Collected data
[Start of Attachment]

PR #2734, opened 2025-01-15
Add support for UUID versioning and generation of UUIDv7.

ar45:
This update introduces support for generating UUIDs with specific versions, including the newly implemented UUIDv7. The `create_uuid` API has been updated to accept optional version parameters. Additionally, a new utility function `switch_getentropy` was added to ensure secure random number generation.


seven1240:
I have a different patch based on https://github.com/LiosK/uuidv7-h, would you like to compare with this?

ar45:
> I have a different patch based on https://github.com/LiosK/uuidv7-h, would you like to compare with this?

Yes, can you share?

seven1240:
> > I have a different patch based on https://github.com/LiosK/uuidv7-h, would you like to compare with this?
> 
> Yes, can you share?

https://github.com/signalwire/freeswitch/pull/2746 see if you like it

PR #2738, opened 2025-01-16
[mod_clearmode] Remove from tree

andywolk:


mrambossek:
hi, may i ask why mod_clearmode was removed? (we are kind of still using it)

skainz92:
Yeah, i would also like to know that. 
I know that you can disable transcoding with proxy_media or bypass_media, but how do i offer a clearmode codec in sdp without mod_clearmode?

PR #2828, opened 2025-06-26
[mod_sofia] allow setting Retry parameter on 503

ticpu:
Was hard-coded at 300 seconds, new variable in sofia profile: `unavailable_retry_after_timeout`


balusreekanth:
Hi SignalWire team, I've tested this update and it's working fine on my side. I just wanted to check if there are any plans to merge this change, or if you'd prefer to implement a similar approach for OPTIONS responses in a different way.
This is specifically about making the Retry-After timer configurable in FreeSWITCH for OPTIONS responses ("503 Maximum Calls In Progress" in pause mode) . Please let me know your thoughts .. I'm happy to adjust if needed.
Thanks!
cc: @ticpu

PR #2832, opened 2025-07-02
[mod_opus] Fix to allow transcoding between different rates

ticpu:
This is in relation to #2226 and its discussions.

It includes a comprehensive list of patches that were suggested in isolation but that work better as a whole.

Thanks to @celliso1, @shaunjstokes, @magiclin99 and all others who have contributed to fixing this issue.

Obsoletes: #2582, #2623.
Fixes: #2226

### DIFF
--- a/src/switch_core_media.c
+++ b/src/switch_core_media.c
@@ -5512,6 +5512,9 @@ SWITCH_DECLARE(uint8_t) switch_core_media_negotiate_sdp(switch_core_session_t *s
 					}
 				}
 
+				if (fmtp_remote_codec_rate) {
+					remote_codec_rate = fmtp_remote_codec_rate;
+				}
 				for (i = 0; i < smh->mparams->num_codecs && i < total_codecs; i++) {
 					const switch_codec_implementation_t *imp = codec_array[i];
 					uint32_t bit_rate = imp->bits_per_second;
@@ -5533,10 +5536,7 @@ SWITCH_DECLARE(uint8_t) switch_core_media_negotiate_sdp(switch_core_session_t *s
 					} else {
 						match = (!strcasecmp(rm_encoding, imp->iananame) &&
 								 ((map->rm_pt < 96 && imp->ianacode < 96) || (map->rm_pt > 95 && imp->ianacode > 95)) &&
-								 (remote_codec_rate == codec_rate || fmtp_remote_codec_rate == imp->actual_samples_per_second)) ? 1 : 0;
-						if (fmtp_remote_codec_rate) {
-							remote_codec_rate = fmtp_remote_codec_rate;
-						}
+								 (remote_codec_rate == codec_rate || remote_codec_rate == imp->actual_samples_per_second)) ? 1 : 0;
 					}
 
 					if (match && bit_rate && map_bit_rate && map_bit_rate != bit_rate && strcasecmp(map->rm_encoding, "ilbc") &&


celliso1:
The commit shows redundant use of `actual_samples_per_second`:

					uint32_t codec_rate = imp->actual_samples_per_second;

					if (!strcasecmp(map->rm_encoding, "opus")) {
						codec_rate = imp->actual_samples_per_second;
					}`

Did you mean this instead ? So only opus is affected:

					uint32_t codec_rate = imp->samples_per_second;

					if (!strcasecmp(map->rm_encoding, "opus")) {
						codec_rate = imp->actual_samples_per_second;
					}`

See https://github.com/signalwire/freeswitch/pull/2582#issuecomment-2410918257 regarding #2623.

ticpu:
@celliso1 oh.. my bad. True, it does affect recordings in an unpredictable way like this.  I will correct this, thank you.

ticpu:
Can confirm this did cause issues with G722 not negotiating 8kHz vs 16kHz, we'll be testing that fix soon.

Right now, I also have other issues with our mod_oreka having weird saturated audio and are still diagnosing if it is related to this PR or FreeSWITCH update.

ticpu:
Moving to draft as hard-coding `samples = 480`  causes issues in many places other than to the call itself. Media bugs, recordings, captures are all affected.
I'm currently working on a different patch that will use `switch_rtp_set_interval` to fix it and looks promising.

ticpu:
Update on this, even my other fix to adjust RTP scaling isn't fully reliable.  Some situations still cause either recordings or audio issues.  The only way I found to get around all audio issues is to go through the normal transcoding path whenever there's a frequency mismatch.

I'll be testing the patch from @nltd101 in combination with @shaunjstokes one then mark this ready if all parts of the solution end up working. I improved the commit message from PR #2833 to include the details of the fix as well.

I think both commits will be required to have a fully working system using Opus both on the SBC and internally.

Edit: I'll go ahead and test these commits on a couple softphones, then move to the PBX and SBC. We really need Opus to never do near-matches that can result in broken audio. I'll come back in about 2 weeks with the results of our testing.

ticpu:
I wasn't able to get the RTP timestamp to align properly in all situations without transcoding.
- The samples = 480 patch broke other applications like recording and playback.
- My RTP timestamp rescaler patch didn't have a 100% success rate and could result in one-way audio which wasn't acceptable for our use-case and would've required having testing facilities we can't afford.
- The 2 current patches togheter ensure that different rate forces transcoding and prevents partial match that caused the RTP timestamp issues and seem to be successful.

 @celliso1 on your side, are you still using the samples = 480 patch successfully?  Do you have specific requirements where transcoding isn't acceptable?  I'm not sure how we could handle that especially that the patch requires modifications at modules/codec *registration*.

I mean, it would have to be a module option on-load; it can't easily be activated per provider, context or profile.

celliso1:
>  @celliso1 on your side, are you still using the samples = 480 patch successfully? Do you have specific requirements where transcoding isn't acceptable? I'm not sure how we could handle that especially that the patch requires modifications at modules/codec _registration_.

Yes we still use that patch. It's been a while, but if I recall correctly there was an issue with playback on the other end when the timestamps were incorrect. My use case is specifically transcoding opus VoIP clients to/from AMR-WB or G711 PSTN trunks. The opus clients use 16Khz to match AMR-WB. I'm not aware of any PTSN application that goes above 16kHz. There are two FreeSWITCH nodes, one facing PSTN trunks and another facing VoIP clients. All playback and call recording happens on the PSTN node, and all transcoding happens on the VoIP node, so we didn't encounter the issues you describe. 

Are you in need of testing facilities?

PR #2844, opened 2025-07-11
[UTILS] FSGET: Use `/etc/apt/auth.conf.d/*.conf` for APT auth

s3rj1k:
Use `/etc/apt/auth.conf.d/*.conf` to store APT netrc file


s3rj1k:
Note: Before we publish that script to well-known link we need to ensure that CI jobs known where to look for new auth file location, for cleanup.

PR #2863, opened 2025-07-16
mod_xml_curl: Add gateway-unix-socket-path option for direct UNIX socket connection

wmasilva:
to use if you are serving the configuration in the same machine and avoid the tcp connection to localhost.


andywolk (changes requested):
There are no UNIX sockets on Windows. Please `#ifdef`.

PR #2881, opened 2025-08-06
Fix segfault in get bleg_* time vars and add ability to get other leg variables

greenbea:


greenbea:
Segault explained in issue https://github.com/signalwire/freeswitch/issues/2883

Issue #2688, opened 2025-01-02
FreeSWITCH angers Poly phones due to NOTIFY CSeq rollover at midnight January 1 (year boundary)


rlaager:
**Describe the bug**
Exactly at 00:00 on January 1, FreeSWITCH rolls over the CSeq values used in NOTIFY packets. This makes our Poly phones mad. When they get their first NOTIFY with a lower CSeq, they reply with "500 Internal Server Error" and start spamming the server with SUBSCRIBEs. The resulting server load is easily high enough to impact service. The phones are fine after a reboot.

In looking at the RFCs, the phones seem to be in the wrong for expecting an ever increasing CSeq. But I'm trying to see if anything better can be done within real world limitations, including obviously the fact that we can't fix the phones' firmware.

**To Reproduce**
1. Use presence with Poly phones.
2. Wait until 00:00 January 1.

**Expected behavior**
This is the tricky part. Obviously I don't want the Poly phones to crash. But it's unclear to me what can be done better on the FreeSWITCH side.

There were some discussions about this in the past:
https://lists.freeswitch.org/pipermail/freeswitch-dev/2018-August/007873.html
https://freeswitch-users.freeswitch.narkive.com/TYeYlPf7/notify-s-cseq-too-high

I believe the whole reason that FreeSWITCH is doing this presence CSeq thing, including the presence epoch, is to avoid this problem when FreeSWITCH is restarted (which, if nothing special was done, would otherwise cause the CSeq to roll over).

In that first linked message, @anthmFS said, "Many phones break until you reset the whole registration if they are unhappy with the cseq." That seems to suggest that the phones might accept a CSeq rollover when they re-REGISTER. If that's the case (which is a big if), would it be reasonably possible to calculate the presence CSeq based on the timestamp of the last registration? If phones really do accept the rollover when REGISTERing, this would be better. If they do not, then this would make the problem massively worse, as the phones would freak out on every REGISTER rather than just once a year.

**Package version or git hash**
1.10.11~release~25~f24064f7c9~buster-1~buster+1 but the issue is obviously still present in the code in git master: https://github.com/signalwire/freeswitch/blob/4470f8d801b3ac687a4b09b4a9cc7bab29689b0f/src/mod/endpoints/mod_sofia/sofia_presence.c#L2113

MartinJPaterson:
[...]

PR #2959, opened 2025-11-30
Fix for #2688 New Years Polycom NOTIFY Cseq Rollover

junction1153b:


markjcrane:
Thanks for bringing this up as a Fix. Without this fix or something like it everyone needs to reboot their phones every New Year.

This affects almost everyone who uses FreeSWITCH. The Cseq value is supposed to be incremented. At the beginning of the year this value resets. This requires phones to be restarted every New Year.

junction1153:
All our deployed systems hit 1/1/2026 over 24 hours ago, all is still stable. No phones had to be rebooted.

rlaager:
So this keeps the whole check_presence_epoch(), which if I am reading correctly, returns a value of 50 times the number of seconds into the year, but then just starts incrementing by 1 after the year rollover?

I think the original idea behind check_presence_epoch() is that it is deterministic, so that restarting freeswitch does not cause CSeq rollover. If you restart freeswitch, presumably all your phones will break now.

That’s the tricky part of this whole thing. It seems like the ideal solution in theory would be to keep track of the CSeq for each device in the database, but that would be likely terrible from a performance perspective.

junction1153:
> So this keeps the whole check_presence_epoch(), which if I am reading correctly, returns a value of 50 times the number of seconds into the year, but then just starts incrementing by 1 after the year rollover?
> 
> I think the original idea behind check_presence_epoch() is that it is deterministic, so that restarting freeswitch does not cause CSeq rollover. If you restart freeswitch, presumably all your phones will break now.
> 
> That’s the tricky part of this whole thing. It seems like the ideal solution in theory would be to keep track of the CSeq for each device in the database, but that would be likely terrible from a performance perspective.

Without an SBC, if Freeswitch is rebooted, in my experience everything breaks anyhow - Polycom/Yealink. Need a full phone reboot or a new REGISTER. With an SBC in place, the potential concern you addressed is a non issue

rlaager:
> Without an SBC, if Freeswitch is rebooted, in my experience everything breaks anyhow - Polycom/Yealink.

We reboot FreeSWITCH all the time without issues. We reboot once a month for system patching, for example.

junction1153:
> We reboot FreeSWITCH all the time without issues. We reboot once a month for system patching, for example.

What phones do you have there?

Have you tried this patch yet? If you are experiencing an issue after application of the patch (but can also verify there is no problem before implementation of it), I can see if there is the possibility to tweak this

rlaager:
Poly VVX, mostly [134]50 and 41[01]. Yealinks, mostly T4[36]U.

We didn't think this happened with Yealinks last year. Either we didn't notice, or Yealink broke this in a software update.

I have not tried the patch. I see how it would avoid the year rollover issue, but AFAICT it trades it for breaking on the next reboot, which for me is worse. Right now, we have automation to reboot all the (Poly, but next year Poly + Yealink) phones right after the year rollover.

junction1153:
I’ll test this out in the lab later today. Thinking out loud, we can preserve the CSEQ on reboot by pushing out the data to the database. I need to think about this one, if it is indeed posing an issue 

the new year issue explicitly affects Polycom phones

junction1153:
Tested in the lab with a few phones. Immediately after the reboot, the BLF did not work (very normal behavior even pre-patch). After the phones renewed their SUBSCRIBE, per the expiration threshold configured within the phone settings, the BLF lamp illuminated when it was commanded to.

rlaager:
Maybe this is the right fix then? The stock behavior keeps things working as much as possible through the year, then we switch to monotonically incrementing. With this patch, does freeswitch go back to the deterministic seconds * 50 thing at some point (like when the phone reREGISTERs or anything)?

junction1153:
I was able to produce an issue by setting the system to december 31 and rebooting freeswitch after the new year rolled over. What you described is correct. I am working on a solution and will post back here later. Thank you for bringing this to my attention.

junction1153b:
Give the latest commit a try. This now survives new years and reboots, as well as database wipes (in case you set your sqlite to ramdisk and reboot the server)

In order to survive freeswitch reboots, we are keeping record of the latest cseq by creating a table sip_presence_seq

If the table does not exist or is set to 0 due to a database wipe, we then check the storage directory / presence_seq_internal.txt. We are periodically logging the latest cseq to that file

rlaager:
It’d be nice if we could get a FreeSWITCH developer to weigh in with a design decision here.

I’m just looking at this PR on my cell phone, but it seems like this is still leaving all the year-based stuff in place. If the design is to keep everything on the database, shouldn’t that go away?

junction1153:
> I’m just looking at this PR on my cell phone, but it seems like this is still leaving all the year-based stuff in place. If the design is to keep everything on the database, shouldn’t that go away?

The design is to not roll-back the Cseq which was previously done and was causing these issues. Just keep incrementing the Cseq. Now that I look more into it, eventually, Cseq is going to have to roll back when it exceeds its limit. I am going to have to re-engineer this or close this PR completely and figure it out when I have time to dedicate to this.

Thank you for bringing up all these concerns, they are valid and will help lead to a permanent solution

rlaager:
> The design is to not roll-back the Cseq which was previously done and was causing these issues. Just keep incrementing the Cseq.

Right.

In the PR:

1. When the value is zero (unset): A. Check the database. B. Check a flat file. C. If neither, create the table.
2. Run the existing deterministic calculation.
3. If and only if the value from step 2 rolled over, increment the value from step 1.

I'm skeptical of the idea of trying to save this in two places. You're doubling the write workload. It seems like it should be one or the other. I'd imagine the database is better. I see the concern about the database being potentially ephemeral. But FreeSWITCH has non-ephemeral database tables, e.g. for voicemail.

The other database tables seem to be created in `sofia_glue_init_sql()` in `src/mod/endpoints/mod_sofia/sofia_glue.c`. So that (or if I'm wrong, whatever is creating the other tables) should be the place to create `sip_presence_seq`. (Unless that ends up putting them in the core db, which might be ephemeral?) Also, it should maybe have an index: `create index sps_multi on sip_presence_seq (profile_name, hostname);`

I was going to complain about the `DELETE + INSERT`, but there is no SQL standard way to do an UPSERT apparently, so I guess that's what has to be done.

If storing this in the database is acceptable, then why not:
1. When the value is zero: Check the database.
2. Increment the value.

> Now that I look more into it, eventually, Cseq is going to have to roll back when it exceeds its limit.

Sure, but 2^31 seconds is 68 years. (For example, 32-bit signed time_t goes from 1970 to 2038. This is an unsigned 31-bit integer, which works out the same.)

junction1153:
> I'm skeptical of the idea of trying to save this in two places. You're doubling the write workload. It seems like it should be one or the other. I'd imagine the database is better. I see the concern about the database being potentially ephemeral. But FreeSWITCH has non-ephemeral database tables, e.g. for voicemail.

Many users have their SQLite database in RAM disk. What happens when the server restarts? All the data is gone. Back to the 500 Internal Server error because Cseq went back to 0. I am at a dead end with that



> Sure, but 2^31 seconds is 68 years

Yes, but many Freeswitch users have thousands of endpoints registered. That 68-year figure can easily turn into a few months, or even a few years, for larger users. This can't be risked, and there is no way they can accept that PR with this type of instability for their enterprise users

rlaager:
> > I'm skeptical of the idea of trying to save this in two places. You're doubling the write workload. It seems like it should be one or the other. I'd imagine the database is better. I see the concern about the database being potentially ephemeral. But FreeSWITCH has non-ephemeral database tables, e.g. for voicemail.
> 
> Many users have their SQLite database in RAM disk. What happens when the server restarts? All the data is gone.

Again, there are existing tables in FreeSWITCH that need to be preserved. It's just a matter of ensuring that this is handled like voicemail_* (which need to be preserved), not like the other core-db things that may be moved to an ephemeral ramdisk.

> > Sure, but 2^31 seconds is 68 years
> 
> Yes, but many Freeswitch users have thousands of endpoints registered.

To check my understanding: The current code calculates a value profile-wide. So regardless of the number of endpoints, the CSeq value moves forward only with the passage of time. My proposal was to increment the CSeq value each time one is needed. So for multiple endpoints, this would increment quickly.

In my experience, FreeSWITCH presence already falls on its face if you get too many endpoints. But still, you make a good point.

Maybe this should be per endpoint, not profile-wide. That would make the CSeq per endpoint, which solves that concern. The problem there, of course, is that now we are amplifying the database load by the number of endpoints. Of course, there remains the option to only update the database every N updates, and on restart, bump the value from the database by N (or N*2 to be safe). I'm just not sure whether this would scale well enough in the real world.

mjerris:
this is a bug in the poly firmware.  all of these fixes break reliability in some other way.  the best way to fix this isn't to trade for
other bugs but to ask poly to fix their rollover handling in their firmware. (which is of legal and expected).

Issue #2960, opened 2025-12-05
Add Shell Script Handling to .gitattributes


nativegold:
When entrypoint.sh is edited on Windows, the file may end up with Windows-style line endings (CRLF).
This can cause the script to fail when the Docker container starts, because the shell inside the container expects Unix-style line endings (LF).

To prevent this, we should update .gitattributes to ensure all shell scripts use LF:

` 
*.sh text eol=lf
`

This will guarantee that entrypoint.sh (and any other .sh files) work correctly in Docker environments regardless of the host OS.

PR #2961, opened 2025-12-05
Add Shell Script Handling to .gitattributes #2960

nativegold:
When entrypoint.sh is edited on Windows, the file may end up with Windows-style line endings (CRLF).
This can cause the script to fail when the Docker container starts, because the shell inside the container expects Unix-style line endings (LF).

To prevent this, we should update .gitattributes to ensure all shell scripts use LF:

 *.sh text eol=lf

This will guarantee that entrypoint.sh (and any other .sh files) work correctly in Docker environments regardless of the host OS.


vishalk17:
intresting !

PR #3051, opened 2026-06-05
Add flag to skip application updates in channels table

dhruvecosmob:
**Summary**
Add a new FreeSWITCH flag ignore_application_channel_update to reduce unnecessary SQL update activity on the channels table.

**Problem**
FreeSWITCH updates the application field in the channels table whenever the executing application changes. In high call volume environments this generates a large number of SQL UPDATE statements, increasing database load and contention.
it makes sense to remove the extra queries if not needed; agree that in theory it's a bottleneck.

**Solution**
Introduce a new configuration flag:
`ignore_application_channel_update`
When enabled, FreeSWITCH skips updates to the application column in the channels table while continuing to maintain other channel state information.

**Benefits**
- Reduces SQL UPDATE traffic on the channels table
- Lowers database load in high CPS environments
- Improves scalability for deployments that do not rely on the application column

**Configuration**
`<param name="ignore-application-channel-update" value="true"/>`
Default behavior remains unchanged when the parameter is disabled.

**Testing**
- Verified normal call processing
- Verified channels table updates continue
- Verified application column updates are skipped when enabled
- Verified default behavior is unchanged when disabled
- Performed heavy load testing with approximately 2000 concurrent calls
- Verified stable call handling and reduced SQL update activity under load
- No regressions observed during high-load testing

### DIFF
--- a/conf/vanilla/autoload_configs/switch.conf.xml
+++ b/conf/vanilla/autoload_configs/switch.conf.xml
@@ -206,6 +206,9 @@
 
     <!-- <param name="max-audio-channels" value="2"/> -->
 
+    <!-- The system will ignore update application information in channel table, set this to false to avoid this behaviour -->
+    <param name="ignore_application_channel_update" value="true" />
+
   </settings>
 
 </configuration>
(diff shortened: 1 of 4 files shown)


davesoft11:
Key clarification is that the "extra" queries do not appear, based on the call state context, to be necessary, and therefore are extraneous (and very burdensome). Obviously essential queries cannot be eliminated. Thanks!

[End of Attachment]

[What you will do] Your answer should be only the number of lines in the records that hold the word "affects".

[Solution to the exercise] 2